[[ RECORD EXCERPTS, beginning ]]

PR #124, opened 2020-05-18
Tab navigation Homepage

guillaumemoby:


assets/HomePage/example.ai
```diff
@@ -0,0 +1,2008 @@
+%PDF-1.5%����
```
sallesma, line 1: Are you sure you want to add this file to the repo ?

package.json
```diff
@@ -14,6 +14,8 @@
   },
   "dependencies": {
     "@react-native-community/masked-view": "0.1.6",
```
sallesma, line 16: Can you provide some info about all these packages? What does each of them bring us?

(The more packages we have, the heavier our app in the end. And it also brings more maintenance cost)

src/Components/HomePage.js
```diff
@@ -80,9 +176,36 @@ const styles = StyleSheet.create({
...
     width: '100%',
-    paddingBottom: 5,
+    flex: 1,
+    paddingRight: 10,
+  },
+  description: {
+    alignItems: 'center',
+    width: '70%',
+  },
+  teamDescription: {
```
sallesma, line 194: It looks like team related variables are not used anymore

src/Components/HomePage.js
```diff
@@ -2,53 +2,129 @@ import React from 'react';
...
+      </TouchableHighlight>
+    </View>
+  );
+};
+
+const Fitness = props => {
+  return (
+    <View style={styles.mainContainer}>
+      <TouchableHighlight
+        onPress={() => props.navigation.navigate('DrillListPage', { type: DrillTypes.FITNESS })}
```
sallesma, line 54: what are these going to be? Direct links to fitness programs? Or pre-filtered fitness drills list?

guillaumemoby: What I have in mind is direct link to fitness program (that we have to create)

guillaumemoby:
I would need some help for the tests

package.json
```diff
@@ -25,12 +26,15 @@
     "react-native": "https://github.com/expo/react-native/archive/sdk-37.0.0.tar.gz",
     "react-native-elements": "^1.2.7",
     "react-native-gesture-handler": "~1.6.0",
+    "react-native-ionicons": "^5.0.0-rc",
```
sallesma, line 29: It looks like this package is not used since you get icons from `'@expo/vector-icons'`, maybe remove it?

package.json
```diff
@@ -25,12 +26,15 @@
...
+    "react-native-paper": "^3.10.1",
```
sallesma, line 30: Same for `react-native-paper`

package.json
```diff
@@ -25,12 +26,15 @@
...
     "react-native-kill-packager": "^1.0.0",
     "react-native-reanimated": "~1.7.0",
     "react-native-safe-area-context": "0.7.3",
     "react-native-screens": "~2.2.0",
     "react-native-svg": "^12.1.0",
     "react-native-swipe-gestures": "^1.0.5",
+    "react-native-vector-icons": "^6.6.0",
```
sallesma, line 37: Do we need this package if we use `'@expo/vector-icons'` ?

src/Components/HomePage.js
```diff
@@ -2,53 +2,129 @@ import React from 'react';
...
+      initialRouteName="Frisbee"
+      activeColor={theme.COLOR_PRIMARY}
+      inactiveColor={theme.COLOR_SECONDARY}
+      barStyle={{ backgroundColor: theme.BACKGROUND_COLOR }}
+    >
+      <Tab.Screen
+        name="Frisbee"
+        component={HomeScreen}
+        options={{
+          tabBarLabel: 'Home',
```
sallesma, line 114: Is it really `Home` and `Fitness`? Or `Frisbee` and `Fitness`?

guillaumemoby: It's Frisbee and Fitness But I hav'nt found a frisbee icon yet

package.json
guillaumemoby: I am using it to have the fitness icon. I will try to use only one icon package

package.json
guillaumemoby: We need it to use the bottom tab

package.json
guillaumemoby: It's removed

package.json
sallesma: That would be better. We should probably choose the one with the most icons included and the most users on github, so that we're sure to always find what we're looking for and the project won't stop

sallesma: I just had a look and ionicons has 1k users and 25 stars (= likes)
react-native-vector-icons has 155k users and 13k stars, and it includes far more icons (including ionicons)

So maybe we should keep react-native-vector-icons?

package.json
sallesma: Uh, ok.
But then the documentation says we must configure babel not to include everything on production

[[ RECORD EXCERPTS, end ]]

EXERCISE REQUIREMENTS — What you return should be the records above, repeated exactly.

EXPECTED ANSWER —
PR #124, opened 2020-05-18
Tab navigation Homepage

guillaumemoby:


assets/HomePage/example.ai
```diff
@@ -0,0 +1,2008 @@
+%PDF-1.5%����
```
sallesma, line 1: Are you sure you want to add this file to the repo ?

package.json
```diff
@@ -14,6 +14,8 @@
   },
   "dependencies": {
     "@react-native-community/masked-view": "0.1.6",
```
sallesma, line 16: Can you provide some info about all these packages? What does each of them bring us?

(The more packages we have, the heavier our app in the end. And it also brings more maintenance cost)

src/Components/HomePage.js
```diff
@@ -80,9 +176,36 @@ const styles = StyleSheet.create({
...
     width: '100%',
-    paddingBottom: 5,
+    flex: 1,
+    paddingRight: 10,
+  },
+  description: {
+    alignItems: 'center',
+    width: '70%',
+  },
+  teamDescription: {
```
sallesma, line 194: It looks like team related variables are not used anymore

src/Components/HomePage.js
```diff
@@ -2,53 +2,129 @@ import React from 'react';
...
+      </TouchableHighlight>
+    </View>
+  );
+};
+
+const Fitness = props => {
+  return (
+    <View style={styles.mainContainer}>
+      <TouchableHighlight
+        onPress={() => props.navigation.navigate('DrillListPage', { type: DrillTypes.FITNESS })}
```
sallesma, line 54: what are these going to be? Direct links to fitness programs? Or pre-filtered fitness drills list?

guillaumemoby: What I have in mind is direct link to fitness program (that we have to create)

guillaumemoby:
I would need some help for the tests

package.json
```diff
@@ -25,12 +26,15 @@
     "react-native": "https://github.com/expo/react-native/archive/sdk-37.0.0.tar.gz",
     "react-native-elements": "^1.2.7",
     "react-native-gesture-handler": "~1.6.0",
+    "react-native-ionicons": "^5.0.0-rc",
```
sallesma, line 29: It looks like this package is not used since you get icons from `'@expo/vector-icons'`, maybe remove it?

package.json
```diff
@@ -25,12 +26,15 @@
...
+    "react-native-paper": "^3.10.1",
```
sallesma, line 30: Same for `react-native-paper`

package.json
```diff
@@ -25,12 +26,15 @@
...
     "react-native-kill-packager": "^1.0.0",
     "react-native-reanimated": "~1.7.0",
     "react-native-safe-area-context": "0.7.3",
     "react-native-screens": "~2.2.0",
     "react-native-svg": "^12.1.0",
     "react-native-swipe-gestures": "^1.0.5",
+    "react-native-vector-icons": "^6.6.0",
```
sallesma, line 37: Do we need this package if we use `'@expo/vector-icons'` ?

src/Components/HomePage.js
```diff
@@ -2,53 +2,129 @@ import React from 'react';
...
+      initialRouteName="Frisbee"
+      activeColor={theme.COLOR_PRIMARY}
+      inactiveColor={theme.COLOR_SECONDARY}
+      barStyle={{ backgroundColor: theme.BACKGROUND_COLOR }}
+    >
+      <Tab.Screen
+        name="Frisbee"
+        component={HomeScreen}
+        options={{
+          tabBarLabel: 'Home',
```
sallesma, line 114: Is it really `Home` and `Fitness`? Or `Frisbee` and `Fitness`?

guillaumemoby: It's Frisbee and Fitness But I hav'nt found a frisbee icon yet

package.json
guillaumemoby: I am using it to have the fitness icon. I will try to use only one icon package

package.json
guillaumemoby: We need it to use the bottom tab

package.json
guillaumemoby: It's removed

package.json
sallesma: That would be better. We should probably choose the one with the most icons included and the most users on github, so that we're sure to always find what we're looking for and the project won't stop

sallesma: I just had a look and ionicons has 1k users and 25 stars (= likes)
react-native-vector-icons has 155k users and 13k stars, and it includes far more icons (including ionicons)

So maybe we should keep react-native-vector-icons?

package.json
sallesma: Uh, ok.
But then the documentation says we must configure babel not to include everything on production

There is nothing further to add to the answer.